(AscendHealthy.com) – There are plenty of jokes about taking a cold shower, but it turns out that it really can be beneficial for all sorts of reasons. Runners often use the technique to cool off in hot weather, and showering in colder water might help your brain, too. But how cold is too cold and what do you need to know to get the biggest benefits?
Whether it’s warm outside and you need to cool down, or it’s chilly outdoors but you want to keep your brain engaged, a cold shower can do the trick. When used correctly, showing in cold water offers surprising benefits that can improve your life and health. Check out the full article to find out about the physical and mental benefits of cold showers.

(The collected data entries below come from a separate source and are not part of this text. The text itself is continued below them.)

PR #3196, opened 2018-03-23
_con_move_to_con cleanup

orestisf1993:
See ~~review~~ commit by ~~review~~ commit

### DIFF
--- a/src/con.c
+++ b/src/con.c
@@ -1170,20 +1170,6 @@ static bool _con_move_to_con(Con *con, Con *target, bool behind_focused, bool fi
             floating_fix_coordinates(con, &(source_output->rect), &(dest_output->rect));
         } else
             DLOG("Not fixing coordinates, fix_coordinates flag = %d\n", fix_coordinates);
-
-        /* If moving to a visible workspace, call show so it can be considered
-         * focused. Must do before attaching because workspace_show checks to see
-         * if focused container is in its area. */
-        if (!ignore_focus && workspace_is_visible(target_ws)) {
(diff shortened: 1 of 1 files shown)


src/con.c
```diff
@@ -1170,20 +1170,6 @@ static bool _con_move_to_con(Con *con, Con *target, bool behind_focused, bool fi
             floating_fix_coordinates(con, &(source_output->rect), &(dest_output->rect));
         } else
             DLOG("Not fixing coordinates, fix_coordinates flag = %d\n", fix_coordinates);
-
-        /* If moving to a visible workspace, call show so it can be considered
-         * focused. Must do before attaching because workspace_show checks to see
```
Airblader: The commit message doesn't give an explanation for why the comment here can be ignored. The workspace_show later on happens after re-attaching.

orestisf1993: I've been trying but I don't understand the comment and how it justifies the _show call here.

It also causes a small bug:
- Open a window in an empty workspace
- Switch to another workspace
- seturgent to the first window
- Move another window to the first workspace
- Urgent flag is now reset

Airblader: Alright. I tried to make sense of this for a bit now as well and suspect it might just be a leftover from older times. We'll see if it causes issues.

orestisf1993: It was added in d8cf36ce83d2d9d6653ff08b1b2308c6f1bf1acd

Airblader: Yeah, that was a long time ago and the code looked quite a bit different back then, hence my assumption. :-)

PR #3200, opened 2018-03-25
_con_move_to_con: don't change focus when moving to active workspace

orestisf1993:


orestisf1993:
Ah this proved harder than it looked. I'll look into the failing tests.

orestisf1993:
Not a super pretty solution but _con_move_to_con is used / con_move_to_workspace is used in a bunch of places.

Airblader:
Looks like Travis had a hiccup there. Can you just push some change + push undoing that again so re-trigger Travis?

orestisf1993:
up

PR #264, opened 2025-09-01
Removed project and domain labels from infrastructure kpis

SoWieMarkus:


SoWieMarkus:
Waiting for the next dashboard sync. If they still consider this filter useful I will partially revert these changes to add the labels back to the metrics. 

If they say we don't need this filter I think I will just delete the whole feature in general.

PR #292, opened 2025-09-15
Fix queries of commitments dashboard

SoWieMarkus:
Previously, when filtering by availability zones, the total number across all availability zones didn't add up correctly.

Using `max by (resource_name)` alone is effective for deduplication, but when the same `resource_name` exists across multiple availability zones, it only considers the maximum value across all zones rather than summing the individual zone values.

**Example of the issue:**

| Availability Zone | Resource Name | Units |
|-------------------|---------------|-------|
| AZ1               | Instance1     | 300   |
| AZ2               | Instance1     | 400   |

With the old query, only `400` units would be reported (the max), not the expected total of `700`.

### Solution
The new approach implements a two-step aggregation:

1. **Deduplicate entries** by finding the max value per `resource_name` and `availability_zone`
2. **Sum the results** by `resource_name` to get the correct total across zones

**Example with duplicates:**

| Availability Zone | Resource Name | Units | |
|-------------------|---------------|-------|-|
| AZ1               | Instance1     | 300   | |
| AZ1               | Instance1     | 301   | (duplicate) |
| AZ2               | Instance1     | 400   | |

-> **`max by (resource_name, availability_zone)`:**

| Availability Zone | Resource Name | Units |
|-------------------|---------------|-------|
| AZ1               | Instance1     | 301   |
| AZ2               | Instance1     | 400   |

-> **`sum by (resource_name)`:**
Total: `701` units ✓

### DIFF
--- a/plutono/provisioning/dashboards/cortex-commitments.json
+++ b/plutono/provisioning/dashboards/cortex-commitments.json
@@ -15,8 +15,7 @@
   "editable": true,
   "gnetId": null,
   "graphTooltip": 0,
-  "id": 1,
-  "iteration": 1754059701443,
+  "iteration": 1757917531460,
   "links": [],
   "panels": [
     {
@@ -26,7 +25,7 @@
         "h": 1,
         "w": 24,
         "x": 0,
-        "y": 0
+        "y": 8
       },
       "id": 7,
       "panels": [],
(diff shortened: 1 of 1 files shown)


PhilippMatthes (approved):
That's a proper + cool fix!

PR #297, opened 2025-09-17
Add extractor for resource utilization and resource commitments of a project

SoWieMarkus:
- add two new feature extractor
- one extracts the resource utilization of a project
- the other extracts the resource commitments of a project
- will be used to calculate how many resources are commited but not used

---

- currently I am just returning 0 capacity if a flavor can not be mapped, do we need to take care of this?
- what about disabled projects?


PhilippMatthes (commented):
Can't we use the nova limits api to fetch the data you're manually extracting here?

PhilippMatthes:
Clarified this offline

PhilippMatthes (approved):

PR #299, opened 2025-09-18
Add commitment change api for limes nova liquid

PhilippMatthes:
Limes can now delegate commitment acceptance to an external service in its liquids. This implements a new endpoint that takes a commitment change request, checks it against the initial placement pipeline (if there is a valid host) and rejects it if not.

WIP


internal/scheduler/nova/api/http/api.go
```diff
@@ -168,3 +181,209 @@ func (httpAPI *httpAPI) NovaExternalScheduler(w http.ResponseWriter, r *http.Req
...
+
+			nNewVMs := int(totalAfter) - int(totalBefore)
+			if nNewVMs <= 0 {
+				slog.Debug("won't reject commitment conversion/shrinkage", "nNewVMs", nNewVMs)
+				continue
+			}
+			flavorName := strings.TrimPrefix(resourceName, "instances_")
+			flavor, ok := flavorsByName[flavorName]
+			if !ok {
+				slog.Warn("won't reject unknown flavor in commitment change", "flavorName", flavorName)
```
SoWieMarkus, line 316: Why? I mean we shouldn't just accept it?

PhilippMatthes: I'll make a hard constraint out of it and add a code comment.

PR #306, opened 2025-09-24
Refactor syncing of flavors, servers, and deleted servers

SoWieMarkus:
I noticed some data inconsistencies between two deployments that should have exactly the same data—they report a different number of `ACTIVE` servers.

While investigating, @PhilippMatthes and I identified the changes-since parameter in the OpenStack servers syncer as the most likely reason for this issue. We discussed whether we actually need this parameter, since it is only used for the VM life span KPI. We decided to remove it for now. While doing this, we made the same change for all the other syncers.

Let’s use this PR to discuss the topic. @auhlig 

Example query:
```sql
-- Get all servers that are not deleted (can be ERROR, SHUTOFF, ...)
SELECT COUNT(*) AS total_not_deleted FROM openstack_servers WHERE status != 'DELETED';
-- Get all active servers
SELECT COUNT(*) AS total_active FROM openstack_servers WHERE status = 'ACTIVE';
```


PhilippMatthes:
Markus and I discussed it would be good to have 2 tables, 1 for deleted and 1 for active servers. The deleted table should fetch all servers from the origin of time.

PhilippMatthes (approved):
Nice!

PR #320, opened 2025-10-07
Box out scheduler

PhilippMatthes:
We want to box out the services currently contained in internal/ into separate code paths + binaries + charts. This PR starts with the scheduler.

Change summary
- Move internal/scheduler code to  scheduler/
- Move scheduler-specific configuration from internal/conf to scheduler/
- Move e2e tests for scheduler from commands/checks to scheduler/
- Move workload spawner from commands/spawner up to spawner/
- Add new scheduler dist chart, use it in the bundles
- Remove scheduler mode from cortex-core library
- Share global configuration with global helm values
- Adjust the tilt setup to the changed structure
- Move methods of the external scheduler requests needed by the pipeline into the pipeline api code

Other changes:
- Rename NewConfig to GetConfigOrDie

Note after this change we will need to update our production setups to the changed helm values structure, as well as the ci pipeline to use the changed e2e tests command. We will also need to update our cortex.secrets.yaml changing `cortex-core:` to `global:`.


SoWieMarkus (approved):
Nice! Looking forward to the other charts! I didn't notice anything that isn't working anymore

PR #354, opened 2025-10-27
Visualizer use kubectl proxy

SoWieMarkus:
Visualizer now connects to the local kubernetes api server via `kubectl proxy`. See [here](https://kubernetes.io/docs/reference/kubectl/generated/kubectl_proxy/) and [here](https://kubernetes.io/docs/tasks/run-application/access-api-from-pod/)

### DIFF
--- a/visualizer/nova.html
+++ b/visualizer/nova.html
@@ -276,7 +276,6 @@
 
       listSchedulingDecisions(vmId)
         .then(decision => {
-          console.log(decision)
           if (!decision) {
             alert(`No scheduling decision found for vm_id ${vmId}`)
             return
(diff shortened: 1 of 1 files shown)


PhilippMatthes (commented):
Super cool!

Would be nice to use a bearer token and directly call the apiserver without kubectl-proxy. I think this can be achieved as follows:

(In Tilt)
- Create serviceaccount, let's say `cortex-visualizer`
- Create clusterrolebinding `cortex-visualizer-crb` for sa binding role `cluster-admin`
- Create bearer token for the serviceaccount, maybe 4 weeks (irrelevant for local debugging, but just to be safe and not configure its lifetime forever)
- Using kubectl get the apiserver url
- Proxy apiserver over nginx (but use the url provided before by kubectl)
- Put the bearer token into the json for the visualizer build

(In visualizer)
- Call nginx proxy with bearer token as header to authenticate

Result should be: we can access all resources we want in the visualizer

PR #355, opened 2025-10-29
Reintroduce explanation controller (why/why not api)

PhilippMatthes:
Change summary:
- Reconciles history of decision objects
- Reconciles explanation of decision objects


scheduling/internal/e2e/nova/checks.go
```diff
@@ -132,7 +132,7 @@ func prepare(ctx context.Context, config conf.Config) datacenter {
 	slog.Info("found hypervisors", "count", len(hypervisors))
 
 	slog.Info("listing servers")
-	slo := servers.ListOpts{AllTenants: true, Limit: 100}
+	slo := servers.ListOpts{AllTenants: true, Limit: 10}
```
PhilippMatthes: This is so that we have some requests for the same server id

PR #385, opened 2025-11-20
Implement alerts for cortex services

SoWieMarkus:
## Description

With the new repository structure and configuration of the bundles, the Cortex microservices are now much more flexible. Since we configure the ServiceMonitor for each bundle individually, it makes sense to configure alerts per bundle as well.

1. We've unified several microservices (e.g., `extractor` + `kpi` + `syncer` → `knowledge`), significantly reducing the number of alerts needed
2. Different bundles have different components (e.g., `cortex-ironcore` doesn't have a knowledge module at all)
3. While unifying alerts across bundles is technically possible, it would create configuration complexity. Managing alerts per bundle is more straightforward and easier to maintain

## Changes

- Removed the centralized `cortex-alerts` chart
- Added bundle-specific alert configurations
- Scoped alerts to their respective bundles (nova, cinder, manila, ironcore)
- Added github workflow to check the alerts

### DIFF
--- a/.github/workflows/check-alerts.yaml
+++ b/.github/workflows/check-alerts.yaml
@@ -11,15 +11,18 @@ jobs:
     steps:
       - name: Checkout PR
         uses: actions/checkout@v5
+
       - name: Get changed rule and alert files
         id: changed
         uses: tj-actions/changed-files@v46
-      - name: Install Helm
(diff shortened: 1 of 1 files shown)


PhilippMatthes (approved):
Thanks so much!

PR #395, opened 2025-11-26
Disable decision creation in pipeline configurations

SoWieMarkus:


helm/bundles/cortex-nova/values.yaml
```diff
@@ -59,6 +59,9 @@ openstack:
     enabled: false
     <<: *sharedSSOCert
 
+pipelines:
+  createDecisions: false
```
PhilippMatthes:
```suggestion
  # Use this flag to disable the creation of decisions across all pipelines.
  createDecisions: false
```

PhilippMatthes (approved):
Thanks!

Issue #392, opened 2025-11-24
Drop-in Kubernetes Scheduler


auhlig:
### Description

For Kubernetes-based GPU workloads, Cortex should act as a drop-in scheduler for annotated pods (`.spec.schedulerName="cortex"`).
A dedicated Kubernetes integration should watch such pods, translate their scheduling requirements (incl. GPU-related constraints) into Cortex requests, and bind them to suitable nodes based on Cortex’ decisions.
The logic should be abstracted via a plugin in Cortex.

### Objectives

- Implement a controller that watches pods with `.spec.schedulerName="cortex"`
- Translate pod resource requests (incl. GPU resources, affinities, tolerations) into Cortex scheduling requests
- Bind pods to nodes based on Cortex decisions
- Handle failure modes cleanly (e.g., Cortex unavailable → pods remain Pending)
- Provide minimal metrics and logs
- Documentation

### Acceptance Criteria

- [ ] Pod controller implemented
- [ ] Pods annotated with `.spec.schedulerName="cortex"` are scheduled by Cortex only
- [ ] Basic e2e tests verify behavior

### Dependencies

N/A

### Additional Notes

N/A

PR #406, opened 2025-12-01
Implement Cortex support for Pods

kruegercharles:
Ref-Issue: #392


SoWieMarkus:
Hey Charly 👋

I noticed your test workflow is failing when trying to post the coverage comment. This happens because PRs from external contributors don't have write permissions to post comments (which is a GitHub security feature).

I've fixed this by adding `continue-on-error: true` to the comment steps, so the workflow will now succeed even if it can't post the comment. The tests will still run normally and you'll see the results in the workflow logs.

Just rebase on `main` to pick up the updated workflow.

internal/scheduling/decisions/pods/pipeline_controller.go
```diff
@@ -0,0 +1,308 @@
...
+			c.handlePod(),
+			// Only schedule pods that have a custom scheduler set.
+			predicate.NewPredicateFuncs(func(obj client.Object) bool {
+				pod := obj.(*corev1.Pod)
+				if pod.Spec.NodeName != "" {
+					// Skip pods that already have a node assigned.
+					return false
+				}
+				// FIXME: is this correct?
+				return pod.Spec.SchedulerName == c.Conf.Operator
```
SoWieMarkus: Did you check it? For me the approach looks good :D If so remove the comment

kruegercharles: Oh, I forget to remove the comment. I removed it now.

I also changed the scheduler name from `cortex-pods` to `cortex` to conform with Arno's proposal.

I've just tested it and the scheduler name gets set correctly for the test-pod.

config/crd/cortex.dev_nodes.yaml
```diff
@@ -0,0 +1,551 @@
...
+              volumesInUse:
+                description: List of attachable volumes in use (mounted) by the node.
+                items:
+                  type: string
+                type: array
+                x-kubernetes-list-type: atomic
+            type: object
+        type: object
+    served: true
+    storage: true
```
PhilippMatthes: What's this CRD?

helm/bundles/cortex-pods/Chart.yaml
```diff
@@ -0,0 +1,21 @@
...
+name: cortex-pods
+description: A Helm chart deploying Cortex for Pods.
+type: application
+version: 0.0.1
+appVersion: 0.1.0
+dependencies:
+  # from: file://../../../dist/chart
+  - name: cortex
+    repository: oci://ghcr.io/cobaltcore-dev/cortex/charts
+    version: 0.0.2
```
PhilippMatthes: https://github.com/cobaltcore-dev/cortex/blob/f80107f41aa15ab636b6db86944a161f51d320bc/dist/chart/Chart.yaml#L5

kruegercharles: Done 👍

config/crd/cortex.dev_nodes.yaml
kruegercharles: Those crds were from an earlier version where I (redundantly) added custom crds for nodes and pods. 
Now we just use the builtin nodes and pods from Kubernetes.

I deleted them.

Read Up On All the Ways a Cold Shower Might Help Your Health.
1. A Pre-Workout Cold Shower May Keep Your Body Temperature Lower
When you start working out with a lower-body temperature, you can help reduce your risk of heat-related illness. For people who frequently run or work out in hot weather, taking a cold shower before beginning their workout can make a big difference in how far their body temperature rises at the peak of their physical exertion. Exercise or running performance can also be improved, but the biggest aspects of taking a pre-workout cold shower are the safety and health benefits involved.
2. A Post-Workout Cold Shower Can Reduce Inflammation and Soreness
Putting ice on a sore muscle can help reduce discomfort, and taking a cold shower offers similar benefits. It’s not as significant as the benefits of ice baths, but it can still play an important role in how fast a person recovers from a workout or a run. By reducing body temperature quickly, recovery and healing can begin throughout the body. Muscles will repair themselves faster, and that can also mean less discomfort and soreness — especially for those who aren’t used to working out or who are ramping up their exercise intensity.
3. Vasoconstriction From a Cold Shower Improves Long-Term Circulation
Vasoconstriction means the narrowing of blood vessels. The heart and blood vessels then have to work harder during the constriction, and that helps to make them stronger. Over time, this can improve circulation and make the heart and vascular system stronger and healthier. It can also improve that system’s ability to adapt to changing temperatures and levels of exercise, so working out will be even more beneficial than before and the heart muscle will be strengthened and improved. If you have a history of heart problems or are starting a new workout routine, it’s wise to see your healthcare professional to make sure this is a safe option for you.
4. A Cold Shower Can Mean Better Mental Health
During exposure to a stressor such as cold water, neurotransmitters and hormones shift into high gear. There’s an old adage that what doesn’t kill you makes you stronger, and the theory is to expose yourself to things that would be harmful in large doses but that aren’t so harmful in small doses because of the positive effect this produces in the body. For instance, taking a cold shower as opposed to jumping into a freezing lake. The hormetic response is stimulated by controlled, low-dose stressors like cold water, and can help your brain focus and become more resilient.
5. Taking Cold Showers May Have Positive Effects on Depression
Studies have shown that someone who has depression and who takes a cold shower two or three times per week may see an improvement in their symptoms. These showers can last for up to five minutes each time, and the exposure to cold water will help lower levels of cortisol in the body. Serotonin is also increased from these showers, so you get more “feel good” hormones and lower levels of stress hormones at the same time. There’s an additional benefit, too, in that cold water produces an adrenaline rush that means more norepinephrine in your system — so you get more focus and an energy boost, as well.
How Cold Should the Water Be?
There’s no right or wrong answer as to how cold the water should be. That’s going to differ based on individual people and specific situations. But overall, the colder, the better, and the longer you stand there, the better. Starting slow and building up to colder, longer showers is usually the way to go for most people, as they develop their tolerance to it. If you start to shiver, the water’s probably too cold and you should warm it up a little.
Cold showers offer a number of physical and mental health benefits. Experiment with times and temperatures to find the cold shower combo that works for you.